4.    ADMINISTRATION

            (a) The Plan shall be administered either (i) by the Board, or (ii)
in the discretion of the Board, by the Committee appointed by the Board. The
Board may from time to time appoint members of the Committee in substitution for
or in addition to members previously appointed and may fill vacancies.

            (b) Any action of the Committee with respect to the administration
of the Plan shall be taken by majority vote or by written consent of a majority
of its members.

                                      C-2


            (c) Subject to the provisions of the Plan, the Committee shall have
the authority to construe and interpret the Plan, to define the terms used
therein, to determine the time or times an Option or Restricted Stock Grant may
be issued or exercised and the number of shares which may be exercised at any
one time, to prescribe, amend and rescind rules and regulations relating to the
Plan, to approve and determine the duration of leaves of absence which may be
granted to Optionees and Participants without constituting a termination of
their employment or other relationship with the Company for purposes of the
Plan, and to make all other determinations necessary or advisable for the
administration of the Plan. All determinations and interpretations made by the
Committee shall be conclusive and binding on all Employees and on their
guardians, legal representatives and beneficiaries.
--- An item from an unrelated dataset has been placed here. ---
PR #140, opened 2016-08-07
Use html5lib to find hyperlinks in the HTML of podcast show notes

Mortal:
Some podcasts use HTML hyperlinks in the show notes, but currently gPodder strips away all HTML, including the hyperlinks, leaving just uninteractive text.

This patch adds HTML hyperlink handling by parsing the HTML with html5lib and walking the DOM tree to produce a plain text string with markers to indicate where the hyperlinks are and what they point to. When the TextView rendering the show notes is clicked, the cursor position is used to determine if the user has clicked on a link, in which case the web browser is launched using the [webbrowser.open](https://docs.python.org/2/library/webbrowser.html) from the Python standard library.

            (d) The Company will indemnify and hold harmless, to the fullest
extent of the law, the members of the Board and the Committee from and against
any and all liabilities, costs and expenses incurred by such persons as a result
of any act, or omission to act, in connection with the performance of such
persons' duties, responsibilities and obligations under the Plan, other than
such liabilities, costs and expenses as may result from the gross negligence,
bad faith, willful misconduct and/or criminal acts of such persons.

            (e) The Company will provide financial information to the Optionees
and Participants on the same basis as the Company provides such information to
holders of Common Stock, which in any event shall include dissemination of the
Company's financial statements at least annually.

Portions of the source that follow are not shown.